How is it possible to detect an error in some piece of data if you aren't allowed to actually look at what the data even is? This is the fundamental question behind quantum error detection, and it would seem to be, by definition, an unsurmountable barrier—information stored in the form of the quantum bits known as qubits is so fragile that just the act of observing or measuring it turns it to junk.
It's a deep question and one that lies at the very heart of quantum computing. At the Association for Computing Machinery's Symposium on Theory of Computing in June, researchers from MIT, Google, the University of Sydney, and Cornell University will present a new solution to this problem that's based not on measuring the actual values of qubits, but on measuring the relationships between different qubits, a sort of indirect but revealing observation.
Error detection is among the least flashy corners of computer science and engineering, and the algorithms can even seem a bit arcane. Information is lost within any given system as a matter of course, not through hacking or some malicious intervention, but just as a feature of electrical hardware: noise. It comes in all sorts of different forms, some more avoidable than others, but, at the very least, electronics (or electronics not operating at absolute zero temperature) are subject to thermal noise. The result is that bits get lost or corrupted.
To look is to destroy
There are lots of ways of detecting these errors and even correcting them. A common and beautifully simple low-level example is the usage of parity bits, which is where all of the "1" bits in a binary string are added up and, depending on whether the detection scheme is based on odd or even parity, an extra bit is added to make the total number of bits appropriately odd or even. So, if the detection scheme was odd-based, and the total number of bits in a string was even, we'd add a bit. If it was odd, we'd do nothing.
Obviously, this isn't foolproof, but it does a really good job most of the time (most bit loss/corruption involves single bits per byte). But it involves actually counting the bits and "looking" at the data. With quantum data, we have no such luxury: to look is to destroy. This is fundamental.

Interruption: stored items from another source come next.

PR #424, opened 2024-06-25
feat(ubeswap): Add tracking for Ubeswap V3 pools

gnardini:
Using the same logic we use for Uniswap V3 to track Ubeswap V3 pools.

### DIFF
--- a/src/apps/ubeswap/positions.e2e.ts
+++ b/src/apps/ubeswap/positions.e2e.ts
@@ -7,8 +7,18 @@ describe('getPositionDefinitions', () => {
       NetworkId['celo-mainnet'],
       '0x2b8441ef13333ffa955c9ea5ab5b3692da95260d',
     )
-    // Simple check to make sure we got some definitions
-    expect(positions.length).toBeGreaterThan(0)
+    // Simple checks to make sure we got some definitions
+
+    // ube v2 pool definitions
+    expect(
+      positions.filter((p) => p.type === 'app-token-definition').length,
+    ).toBeGreaterThan(0)
+
+    // ube v2 farm definitions and ube v3 pools are both contract definitions. We could
+    // call displayProps to distinguish v2 farms from v3 pools for better coverage.
+    expect(
+      positions.filter((p) => p.type === 'contract-position-definition').length,
+    ).toBeGreaterThan(0)
   })
 
   it('should get no definitions for an address with no blockchain interaction', async () => {
--- a/src/apps/ubeswap/positions.ts
+++ b/src/apps/ubeswap/positions.ts
@@ -17,6 +17,7 @@ import { stakingRewardsAbi } from './abis/staking-rewards'
 import farms from './data/farms.json'
 import { NetworkId } from '../../types/networkId'
 import { getTokenId } from '../../runtime/getTokenId'
+import { getUniswapV3PositionDefinitions } from '../uniswap/positions'
 
 const client = createPublicClient({
   chain: celo,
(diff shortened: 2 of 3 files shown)


src/apps/ubeswap/positions.ts
```diff
@@ -17,6 +17,7 @@ import { stakingRewardsAbi } from './abis/staking-rewards'
 import farms from './data/farms.json'
 import { NetworkId } from '../../types/networkId'
 import { getTokenId } from '../../runtime/getTokenId'
+import { getUniswapV3PositionDefinitions } from '../uniswap/positions'
```
jeanregisser, line 20: Initially I thought we should avoid inter-app imports like this, to make it easier to split this repo (if we ever get to this and we have so many apps it becomes necessary, or for a more permissionless version of hooks).
but I think here it's definitely the right thing to do.

src/apps/uniswap/positions.ts
```diff
@@ -53,6 +54,81 @@ const UNI_V3_ADDRESSES_BY_NETWORK_ID: {
...
+              getTokenId({
+                address: pool.token1,
+                networkId,
+              })
+            ].symbol
+          }`,
+          description: 'Pool',
+          imageUrl:
+            'https://raw.githubusercontent.com/valora-inc/dapp-list/ab12ab234b4a6e01eff599c6bd0b7d5b44d6f39d/assets/uniswap.png',
+        }),
```
jeanregisser, line 107: Looks like we should make this a parameter, so the Ubeswap V3 pools still use the Ubeswap logo, right?

src/apps/ubeswap/positions.e2e.ts
```diff
@@ -7,8 +7,18 @@ describe('getPositionDefinitions', () => {
...
-    expect(positions.length).toBeGreaterThan(0)
+    // Simple checks to make sure we got some definitions
+
+    // ube v2 pool definitions
+    expect(
+      positions.filter((p) => p.type === 'app-token-definition').length,
+    ).toBeGreaterThan(0)
+
+    // ube v2 farm definitions and ube v3 pools are both contract definitions. We could
+    // call displayProps to distinguish v2 farms from v3 pools for better coverage.
```
jeanregisser, line 18: Good idea! Do you mind doing it?

jeanregisser (approved):
Love this! 🚀

src/apps/ubeswap/positions.ts
gnardini: Another option would be to move shared stuff to a /shared directory or something like that, so apps can import from /shared but not other apps.

src/apps/uniswap/positions.ts
gnardini: Oops, my bad

src/apps/ubeswap/positions.e2e.ts
gnardini: Done, it looks a bit messy tbh I think, I think we could use the actual runtime for these types of tests in the future since we're reimplementing a lot of the logic that is already there (except mocking the actual data) to be able to call `displayProps`.

src/apps/ubeswap/positions.ts
```diff
@@ -138,14 +141,17 @@ async function getPoolPositionDefinitions(
 ): Promise<PositionDefinition[]> {
   // Get the pairs from Ubeswap via The Graph
   const { data } = await got
-    .post('https://api.thegraph.com/subgraphs/name/ubeswap/ubeswap', {
-      json: {
-        query: PAIRS_QUERY,
-        variables: {
-          address: address.toLowerCase(),
+    .post(
+      'https://gateway-arbitrum.network.thegraph.com/api/3f1b45f0fd92b4f414a3158b0381f482/subgraphs/id/JWDRLCwj4H945xEkbB6eocBSZcYnibqcJPJ8h9davFi',
```
gnardini, line 145: I found on the network tab of https://info.ubeswap.org/ they were using this graph now. Not sure how long it's going to last though, Ubeswap seems to be kind of inactive, even with their V3 launch.

src/apps/ubeswap/positions.e2e.ts
jeanregisser: Oh right yes would be better with with the runtime.

src/apps/ubeswap/positions.ts
jeanregisser: Thanks, this is good for now! Weird it says `gateway-arbitrum` though 👀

Quantum error correction looked to be about impossible until 1994. This is when Peter Shor, a mathematics professor at MIT and the brain behind the encryption-defeating Shor's Algorithm, came up with the first workable correction scheme.

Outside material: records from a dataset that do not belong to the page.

PR #429, opened 2024-07-01
feat(shortcuts): author defined trigger inputs

jeanregisser:
Up until now shortcuts were limited to the following input arguments:
- `networkId`
- `address`
- `positionAddress`

This PR allows arbitrary inputs when triggering shortcuts.
`networkId` and `address` are still always required, but any other argument is now up to the shortcut author.
`positionAddress` is now also entirely author defined.

This allows triggering shortcuts with a token and token amount for instance for the "earn" feature of Valora.
And allows for much richer interactions with apps.

Fixes RET-1086

### DIFF
--- a/src/apps/gooddollar/shortcuts.ts
+++ b/src/apps/gooddollar/shortcuts.ts
@@ -1,8 +1,9 @@
 import { Address, createPublicClient, http, encodeFunctionData } from 'viem'
 import { celo } from 'viem/chains'
-import { ShortcutsHook } from '../../types/shortcuts'
+import { createShortcut, ShortcutsHook } from '../../types/shortcuts'
 import { ubiSchemeAbi } from './abis/ubi-scheme'
 import { NetworkId } from '../../types/networkId'
+import { ZodAddressLowerCased } from '../../types/address'
 
 const client = createPublicClient({
   chain: celo,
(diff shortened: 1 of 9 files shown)


src/types/shortcuts.ts
```diff
@@ -1,22 +1,25 @@
...
   category?: 'claim' // We'll add more categories later
+  triggerInputShape: TriggerInputShape // Zod object shape of the input for the trigger
   onTrigger: (
-    networkId: NetworkId,
-    address: string,
-    positionAddress: string,
+    args: {
+      networkId: NetworkId
+      address: string
+    } & z.infer<ZodObject<TriggerInputShape>>,
```
jeanregisser, line 22: This is the main interesting change.

The additional trigger arguments are fully checked at runtime + compile time thanks to Zod.

src/apps/gooddollar/shortcuts.ts
```diff
@@ -16,16 +17,19 @@ const hook: ShortcutsHook = {
...
         id: 'claim-reward',
         name: 'Claim',
         description: 'Claim daily UBI rewards',
         networkIds: [NetworkId['celo-mainnet']],
         category: 'claim',
-        async onTrigger(networkId, address, positionAddress) {
+        triggerInputShape: {
+          positionAddress: ZodAddressLowerCased,
+        },
+        async onTrigger({ networkId, address, positionAddress }) {
```
jeanregisser, line 29: And an example with GoodDollar.

silasbw (approved):
ffffffooooooohhhh :fire:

It goes a bit like this, courtesy of Aram Harrow, a physics professor at MIT and one of the researchers involved in the new error correction scheme, and a traffic light metaphor.
"A traffic light can be red or green," he says. "At a normal intersection, the four lights will be either RGRG or GRGR. This is an example of a (classical) error-correcting code because if you can't see one of the lights you can figure out what color it should be by looking at the other lights. In this case, you wouldn't say that 'one traffic light exists in four locations,' but instead you could say that the information about whose turn it is to drive is redundantly encoded in many locations."
"One difference between this and a quantum code," Harrow adds, "is in a classical code the information could be extracted from any one of many different locations (assuming there has been no error)‐e.g. seeing any one of the four traffic lights is enough—where in a quantum code the information cannot be extracted without accessing many different locations."
So, the question then becomes not what is the value of this qubit?, but does this qubit agree with this other qubit? It seems easy enough, but comes with a highly significant limitation: the number of errors that can be corrected must be less than the square root of the total number of qubits being analyzed.
In the most basic form of quantum error correction, called 3-bit repetition code, we take some qubit and entangle it with two others, so rather than having some particle occupying a combination of "1" and "0" states, we have a combination of "111" and "000" states.
The data is sent and at the other end, an operation is performed on the second and third qubits (leaving the first) and the result will correspond to one of the possible errors that might be found in a combination of "111" and "000." This part is only the detection, however, and the error correction comes courtesy of Shor, who devised a scheme that uses nine qubits rather than three.
"These measurement always have the form 'Does A disagree with B?,'" explains Harrow. "Except it might be, instead of A and B, A B C D E F G, a whole block of things. Those types of measurements, in a real system, can be very hard to do. That's why it's really desirable to reduce the number of qubits you have to measure at once."
Harrow and his group's new error correction scheme beats the square-root limit by giving quantum computations their own memories, in a way. That is, as some qubit or collection of qubits bounces around a quantum computer, it's always changing states/values through time. The new method assigns every time increment in the computation with its own bank of qubits representing the target qubit—the qubit we're trying to see whether it's correct or not—at that particular time. So, instead of having three or nine qubits traveling together through time, they're stretched out across time.
In this scheme, error detection/correction compares qubits that are entangled from one stage to the next; it's sort of like looking at a timeline. If a previous stage doesn't match with a future stage, then there you go. The catch is that implementing something like this, where every step in a given computation has its own bank of qubits, means a whole lot of complexity.
Harrow is nonetheless confident: "Almost all of the sparse schemes started out with not very many logical qubits, and then people figured out how to get a lot more. Usually, it's been easier to increase the number of logical qubits than to increase the distance—the number of errors you can correct. So we're hoping that will be the case for ours, too."
The group's work is explained further in a paper posted to the arXiv pre-print server.